Review: Carlisle vs. Army


It wasn't exactly The Wizard of Oz. When Sitting Bull was murdered by an Army sergeant, L. Frank Baum wrote in the Aberdeen Saturday Pioneer, "what few are left are a pack of whining curs who lick the hand that smites them." Whites, by law of conquest, by justice of civilization, should totally annihilate the few remaining Indians. Many fled the reservations, believing that the cavalry was intent on genocide. Fifteen days later, the Army surrounded 450 of them encamped at Wounded Knee, and butchered 180 of them, leaving their bodied to freeze in a blizzard, finally throwing them into a mass grave. It was the last major armed encounter between Indians and the whites in North America.

But 22 years later, the Army fought Indians again - at Carlisle, Pennsylvania. The Carlisle Indian School was founded in 1879 by Henry Pratt, a civil war cavalryman who wanted to "kill the Indian and save the man" by turning Indians into white men. The students wore white clothes, got a white education, spoke the white language, and played the white games of basketball, baseball, and football.

The Carlisle football team was good. It was coached by "Pop" Warner, and the team included Jim Thorpe. Warner had applied to be a West Point graduate, himself, but was turned down.

Many Indians didn't want to send their kids to Carlisle and similar schools, fearing they would lose their identity as Indians. Hiram Thorpe was the grandson of Black Hawk, the legendary chief of the Sac and Fox, and the Office of Indian Affairs considered the Sac and Fox to be among the most resistant to assimilation, but Hiram Thorpe was half Irish, and insisted that his children - he had at least nineteen of them, by five wives - get a white education. When Jim kept running away from local schools, Hiram sent him to Carlisle.

Dwight David Eisenhower, our 34th President, was in his second year at West Point in 1912. He had come from Abilene, the town of Wild Bill Hickock, and Ike Eisenhower was born only 19 years after Hickock was relieved of his duties.

Ike was a promising back on the West Point team, but his body was 5'10" tall, and he weighed but 180 pounds. Jim Thorpe was small and speedy - and only a few months earlier, he'd proven himself an Olympic athlete in Stockholm.

Before the game, Pop Warner reminded his team that they were playing the Army, who had killed their fathers and grandfathers, and raped their mothers and grandmothers. Remember this on every play, he advised them.
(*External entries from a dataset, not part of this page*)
PR #3414, opened 2026-06-02
Return 404 for permalink of a work with no presentation edition (PP-4472)

jonathangreen:
## Description

Guard the `permalink` controller against works that have no presentation edition. When such a work is encountered we now return `NOT_FOUND_ON_REMOTE` (404) instead of letting `OPDSAcquisitionFeed.single_entry` raise an unhandled `PalaceValueError`. This mirrors the existing behavior of the sibling `related` endpoint.

## Motivation and Context

We were occasionally seeing unhandled 500s in production from the permalink endpoint, e.g. `Work has no associated identifier: <Work #5968341 "None" (by None) lang=None (1 lp)>`.

The work is looked up via a valid identifier, but `single_entry` re-derives the identifier from the *work's own state* rather than the looked-up identifier. For a degenerate work both derivation paths come up empty: `active_license_pool()` returns `None` (the work's single pool is filtered out because it has no titled edition / owned licenses) and `work.presentation_edition` is also `None`. With no identifier derivable, `single_entry` raises `PalaceValueError`, which surfaces as a 500.

Since a work with no presentation edition has no usable metadata to render, treating it as "not found" is the correct, graceful behavior.

Example of error occuring in production: 
https://lyrasis.slack.com/archives/C049AA32E3S/p1780405014686049

JIRA: PP-4472

## How Has This Been Tested?

Added `test_permalink_work_with_no_presentation_edition`, which clears the work's `presentation_edition` and asserts the endpoint returns `NOT_FOUND_ON_REMOTE`. Ran the full permalink test suite (`tests/manager/api/controller/test_work.py -k permalink`, 10 passed) under the docker tox environment, plus mypy on the changed controller.

## Checklist

### DIFF
--- a/src/palace/manager/api/controller/work.py
+++ b/src/palace/manager/api/controller/work.py
@@ -114,6 +114,13 @@ class WorkController(CirculationManagerController):
         if isinstance(work, ProblemDetail):
             return work
 
+        if work.presentation_edition is None:
+            # The work exists but has no presentation edition, so there's no
+            # usable metadata or identifier to build an entry around. Treat it
+            # as not found rather than letting single_entry raise an unhandled
+            # error. This mirrors the behavior of the `related` endpoint.
+            return NOT_FOUND_ON_REMOTE
+
         patron = get_request_patron(default=None)
 
         if patron:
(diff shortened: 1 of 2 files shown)


dbernstein (approved):
Looks good to me. 🔢

PR #3415, opened 2026-06-02
Hold a workflow lock across OPDS2+ODL import pages (PP-4472)

jonathangreen:
## Description

The `opds_odl.import_collection` Celery task now holds a single Redis *workflow* lock across an entire import run instead of acquiring a fresh per-page lock. The lock value is a UUID generated on the first page and forwarded through each `task.replace()` so one lock spans every page and is held across Celery retries. When another run already holds the lock, the task logs a warning and returns (first page) or continues with a warning (lock expired mid-chain) rather than crashing.

This adopts the same `import_workflow_lock` pattern already used by the OverDrive and Bibliotheca importers.

## Motivation and Context

We were getting recurring unhandled-exception alerts: `Task opds_odl.import_collection[...] raised unexpected: LockNotAcquired('Lock ...::ImportCollection::Collection::104 could not be acquired')`.

The task acquired a per-page `import_lock` with the default `raise_when_not_acquired=True`, so any collision with a concurrent run raised `LockNotAcquired`. Because that exception is not in `autoretry_for`, it surfaced as an unhandled Celery exception instead of being handled gracefully. The per-page lock was also released and re-acquired between `task.replace()` pages, leaving a race window for the every-3-hours `import_all` beat job to collide with an in-progress multi-page import.

Holding one workflow lock across all pages and retries closes that race, and `raise_when_not_acquired=False` turns contention into a graceful skip-with-warning instead of a crash.

Note: `boundless` and `opds` (OPDS2 non-ODL) still use the old per-page `import_lock` and have the same latent issue. Those are intentionally left out of this PR and can be migrated as a follow-up, after which `import_lock` can be deleted entirely.

## How Has This Been Tested?

- Added three tests to `TestImportCollection` mirroring the Bibliotheca suite: lock already held (skip + warning, no import), lock expired mid-chain (continue + warning), and lock held across an autoretry.
- `tox -e py312-docker -- --no-cov tests/manager/celery/tasks/test_opds_odl.py` — 32 passed.
- `mypy` — clean.
- pre-commit hooks pass.

## Checklist

### DIFF
--- a/src/palace/manager/celery/tasks/opds_odl.py
+++ b/src/palace/manager/celery/tasks/opds_odl.py
@@ -1,6 +1,8 @@
 import datetime
+from uuid import uuid4
 
 from celery import shared_task
+from celery.exceptions import Ignore
 from sqlalchemy import delete, select
 from sqlalchemy.exc import NoResultFound
 from sqlalchemy.orm import Session
@@ -8,7 +10,7 @@ from sqlalchemy.orm import Session
 from palace.util.datetime_helpers import utc_now
 
 from palace.manager.celery import importer
-from palace.manager.celery.importer import import_lock
+from palace.manager.celery.importer import import_workflow_lock
 from palace.manager.celery.task import Task
 from palace.manager.celery.tasks import apply
 from palace.manager.celery.utils import load_from_id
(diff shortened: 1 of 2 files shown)


jonathangreen:
The codecov gap was pre-existing, and the claude code review minor comment does point to something somewhat real, but I'd like to handle fixing that in a follow up PR. Since its a real issue in all the importers using `import_workflow_lock`.

dbernstein (approved):
Badabang:  Nice to close the gap and align with the behavior similar celery tasks.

A Cadet would become famous, the Army players believed, if he knocked Thorpe cold, out of the game - and Eisenhower fully expected to be the one to do it.

Thorpe scored a 92-yard touchdown, but it was nullified by a penalty called on a teammate. No matter; he scored a 97-yard touchdown on the very next play. Eisenhower suffered an injury to his knee when he tried to stop Thorpe, an injury that ended his football career when he continued to play on it. Carlisle finished the season 12-1-1, outscoring their opponents 504-114.

In the end, though, Carlisle lost; the school was closed in 1918. In a further insult, it has been the home of the US Army War College since 1951. Today, the Carlisle Indians have the best winning percentage (.647) of any defunct college football team.

And Eisenhower won. When he returned to Abilene a few months later, people said he was different. He had an air about him; he was on the path to greatness.

Is it any wonder that Lars Anderson calls this football's greatest battle? In addition to writing this book, he's a writer for Sports Illustrated.

This book is not really about a football game. It's about a world we left behind, not so very many years ago, about racial identity, and people whose names are familiar to all, but whose lives are largely masked. If you don't care about Jim Thorpe, and Ike Eisenhower, and Pop Warner, read it to learn about your grandparents and your great-grandparents.